What PRAC's Flagging of Cenobamate Means for Drug Regulation

A new regulatory safety communication from the European Medicines Agency's Pharmacovigilance Risk Assessment Committee is prompting labelling updates and risk characterization changes for cenobamate (Ontozry), with direct implications for regulatory affairs professionals and those overseeing post-authorization compliance.1 Following a case review, the committee agreed to issue a direct healthcare professional communication after reports of severe liver injury, including hepatic failure, in patients taking the anti-seizure medicine. Most cases occurred in patients using cenobamate alongside other anti-seizure agents. This development signals a practical reminder of how post-market surveillance data can trigger cascading documentation obligations that extend well beyond medical affairs. These changes will touch quality management systems, batch release documentation, patient information leaflets, and any materials subject to regulatory review across multiple markets. The case also illustrates that post-authorization safety data can reframe a product's risk profile in ways not fully anticipated at initial approval, making robust pharmacovigilance infrastructure and responsive documentation workflows an operational necessity rather than a compliance formality.

How Are the Recommended Monitoring Requirements Changing?

Prescribers are now advised to perform liver function tests before initiating treatment and to continue monitoring throughout its duration.1 When a patient presents with symptoms such as fatigue, anorexia, right upper abdominal discomfort, dark urine, or jaundice, prompt clinical evaluation and liver function testing are recommended. Patients should be counseled to seek medical attention immediately if such symptoms arise.

When liver injury is suspected or confirmed, dose reduction or discontinuation should be considered.1 The guidance aligns with the existing summary of product characteristics, which already cautions against abrupt discontinuation due to the risk of rebound seizures. Elevated liver enzyme levels have been listed in the product's prescribing information as a common side effect, occurring in up to 1 in 10 patients. Following the case review, the committee recommended that liver injury be added as a rare side effect, occurring in up to 1 in 1,000 patients, along with updated warnings directed at both patients and healthcare professionals.

The direct healthcare professional communication will be forwarded to the human medicines committee for adoption.1 Once approved, it will be distributed to healthcare professionals by the marketing authorization holder according to an agreed communication plan and published in national registers across EU member states.

How Else Is the EMA Developing Drug Processes and Regulations?
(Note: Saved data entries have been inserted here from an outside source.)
PR #1279, opened 2024-07-03
Add warning when templating is used in v1

sfc-gh-melnacouzi:
### Pre-review checklist

### Changes description
Add warning when templating is used in v1
- we try to parse the template variables, if we find any, we warn.
- if Jinja throws an error, it means templating Syntax was attempted, but was not fully correct. We will also warn in that case.

### DIFF
--- a/src/snowflake/cli/api/utils/definition_rendering.py
+++ b/src/snowflake/cli/api/utils/definition_rendering.py
@@ -254,8 +254,8 @@ def _get_referenced_vars_in_definition(
 
 def _template_version_warning():
     cc.warning(
-        "Ignoring template pattern in 'snowflake.yml' project definition file. "
-        "Update definition_version to 1.1 or later to enable template expansion."
+        "Ignoring template pattern in project definition file. "
+        "Update 'definition_version' to 1.1 or later in snowflake.yml to enable template expansion."
     )
 
 
--- a/src/snowflake/cli/api/utils/definition_rendering.py
+++ b/src/snowflake/cli/api/utils/definition_rendering.py
@@ -254,7 +254,7 @@ def _get_referenced_vars_in_definition(
 
 def _template_version_warning():
     cc.warning(
-        "Ignoring template pattern in project definition file.\n"
+        "Ignoring template pattern in project definition file. "
         "Update project definition version to 1.1 or later to enable template expansion."
     )
 
--- a/src/snowflake/cli/api/utils/definition_rendering.py
+++ b/src/snowflake/cli/api/utils/definition_rendering.py
@@ -252,10 +252,10 @@ def _get_referenced_vars_in_definition(
     return referenced_vars
 
 
-def _template_version_warning(version):
+def _template_version_warning():
     cc.warning(
-        f"Possible use of templating in project definition file.\n"
-        f"Templating is not supported in current definition_version: {version}"
+        "Ignoring template pattern in project definition file.\n"
+        "Update project definition version to 1.1 or later to enable template expansion."
     )
 
 
@@ -296,10 +296,10 @@ def render_definition_template(
                 template_env, definition
             )
             if referenced_vars:
-                _template_version_warning(definition["definition_version"])
+                _template_version_warning()
         except Exception:
             # also warn on Exception, as it means the user is incorrectly attempting to use templating
-            _template_version_warning(definition["definition_version"])
+            _template_version_warning()
 
         project_definition = ProjectDefinition(**original_definition)
         project_context[CONTEXT_KEY]["env"] = environment_overrides
--- a/src/snowflake/cli/api/utils/definition_rendering.py
+++ b/src/snowflake/cli/api/utils/definition_rendering.py
@@ -17,8 +17,9 @@ from __future__ import annotations
 import copy
 from typing import Any, Optional
 
-from jinja2 import Environment, nodes
+from jinja2 import Environment, TemplateSyntaxError, nodes
 from packaging.version import Version
+from snowflake.cli.api.console import cli_console as cc
 from snowflake.cli.api.exceptions import CycleDetectedError, InvalidTemplate
 from snowflake.cli.api.project.schemas.project_definition import (
     ProjectDefinition,
@@ -49,7 +50,13 @@ class TemplatedEnvironment:
 
     def get_referenced_vars(self, template_value: Any) -> set[TemplateVar]:
         template_str = str(template_value)
-        ast = self._jinja_env.parse(template_str)
+        try:
+            ast = self._jinja_env.parse(template_str)
+        except TemplateSyntaxError as e:
+            raise InvalidTemplate(
+                f"Error parsing template from project definition file. Value: '{template_str}'. Error: {e}"
+            ) from e
+
         return self._get_referenced_vars(ast, template_str)
 
     def _get_referenced_vars(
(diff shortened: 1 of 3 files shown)


src/snowflake/cli/api/utils/definition_rendering.py
```diff
@@ -232,6 +239,26 @@ def _validate_env_section(env_section: dict):
...
+
+    traverse(definition, visit_action=find_any_template_vars)
+
+    return referenced_vars
+
+
+def _template_version_warning(version):
+    cc.warning(
+        f"Possible use of templating in project definition file.\n"
+        f"Templating is not supported in current definition_version: {version}"
```
sfc-gh-bdufour, line 258: In such messages, we should favour the resolution so that the user knows what the action should be. Something like "Ignoring template pattern in file <file>, update the project definition version to 1.1 or later in snowflake.yml to enable template expansion".

src/snowflake/cli/api/utils/definition_rendering.py
```diff
@@ -259,25 +286,29 @@ def render_definition_template(
...
     ) < Version("1.1"):
+        try:
+            referenced_vars = _get_referenced_vars_in_definition(
+                template_env, definition
+            )
+            if referenced_vars:
+                _template_version_warning(definition["definition_version"])
+        except Exception:
+            # also warn on Exception, as it means the user is incorrectly attempting to use templating
+            _template_version_warning(definition["definition_version"])
```
sfc-gh-bdufour, line 302: Can you explain this? Generic exception -> version warning seems a bit odd at first glance. I'm worried we could end up masking something real in the future, for one.

sfc-gh-melnacouzi: It's the same code that runs on both v1 and v1.1. If there is an issue hidden, it should appear with v1.1 templating.
We do not want to surface any accidental exceptions (if we miss to list an exception).

src/snowflake/cli/api/utils/definition_rendering.py
sfc-gh-melnacouzi: Updated the message.

src/snowflake/cli/api/utils/definition_rendering.py
```diff
@@ -232,6 +239,26 @@ def _validate_env_section(env_section: dict):
...
+    def find_any_template_vars(element):
+        referenced_vars.update(template_env.get_referenced_vars(element))
+
+    traverse(definition, visit_action=find_any_template_vars)
+
+    return referenced_vars
+
+
+def _template_version_warning():
+    cc.warning(
```
sfc-gh-bdufour, line 256: Don't add line breaks, it becomes brittle when we're using indentation. Same line will do. Soon I hope to make this API a bit better.

src/snowflake/cli/api/utils/definition_rendering.py
```diff
@@ -232,6 +239,26 @@ def _validate_env_section(env_section: dict):
...
+        "Ignoring template pattern in project definition file.\n"
+        "Update project definition version to 1.1 or later to enable template expansion."
```
sfc-gh-bdufour, line 258: Why did you end up deciding not to mention snowflake.yml? I thought it would be useful for a user to be guided to the solution.

src/snowflake/cli/api/utils/definition_rendering.py
sfc-gh-bdufour: Ok, so _get_referenced_vars_in_definition is 1.1+, so really if it fails you're assuming that the user was indeed using templates and should be warned about the PDF version? Is this because they could have an invalid template or something like that?

src/snowflake/cli/api/utils/definition_rendering.py
```diff
@@ -232,6 +239,26 @@ def _validate_env_section(env_section: dict):
...
+
+    def find_any_template_vars(element):
+        referenced_vars.update(template_env.get_referenced_vars(element))
+
+    traverse(definition, visit_action=find_any_template_vars)
+
+    return referenced_vars
+
+
+def _template_version_warning():
```
sfc-gh-bdufour, line 255: I still think that with non-PDF files templating coming soon, this should take in the file name and use that instead of a generic "project definition file" description. This way when we template more files we can have uniform error messages. Thoughts?

src/snowflake/cli/api/utils/definition_rendering.py
sfc-gh-melnacouzi: what if they're using snowflake.local.yml?

src/snowflake/cli/api/utils/definition_rendering.py
sfc-gh-melnacouzi: yes exactly

src/snowflake/cli/api/utils/definition_rendering.py
sfc-gh-melnacouzi: This code is special for project definition file (due to the chicken and egg issue with it). The rest of templating will use simpler templating and they can produce their own messages. Once we move to pdf v2, we can then easily have access to the file name since we won't have 2 merged files anymore. For now, project definition file might be a good compromise (since it matches what's in the documentation - https://docs.snowflake.com/en/developer-guide/snowflake-cli-v2/project-definitions/about)

src/snowflake/cli/api/utils/definition_rendering.py
sfc-gh-melnacouzi: Replaced them with spaces.

src/snowflake/cli/api/utils/definition_rendering.py
sfc-gh-cgorrie: I think we can count on the user to understand that changes that apply to `snowflake.yml` can also apply to `snowflake.local.yml`. Having `definition_version` specified here may help too as they can simply search for that string in their project directory.

sfc-gh-bdufour: @sfc-gh-cgorrie My thoughts exactly

src/snowflake/cli/api/utils/definition_rendering.py
sfc-gh-bdufour: I was after not changing the pattern of the message for the very next feature we'll implement. I generally prefer specific file names in warnings/errors as opposed to vague descriptions that require bouncing to the documentation and back. I won't insist though, do as you see fit.

sfc-gh-bdufour (approved):
Approving despite minor comments so that we can check this in in time for 2.6.0. While my preference would be to resolve the comments with this PR, we can fine tune the error messages as a follow up if we end up running out of time for this release.

tests/api/utils/test_definition_rendering.py
```diff
@@ -83,6 +85,86 @@ def test_no_resolve_in_version_1():
...
+    assert result == {
+        "ctx": {
+            "definition_version": "1",
+            "native_app": {"name": "test_source_<% ctx.env.A %>", "artifacts": []},
+            "env": ProjectEnvironment({}, {}),
+        }
+    }
+    warning_mock.assert_called_once_with(
+        "Ignoring template pattern in 'snowflake.yml' project definition file. "
+        "Update definition_version to 1.1 or later to enable template expansion."
```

A separate but equally consequential development from recent regulatory activity concerns preclinical research methodology.2 On March 31, 2026, the human medicines committee issued a draft qualification opinion for a new approach that replaces standard animal control groups in dose-range finding studies with virtual control groups. The statistically derived comparators built this methodology with characterized historical control data validated through expert judgment. This signals a tangible shift in what regulators will accept as scientifically valid evidence in future medicine applications.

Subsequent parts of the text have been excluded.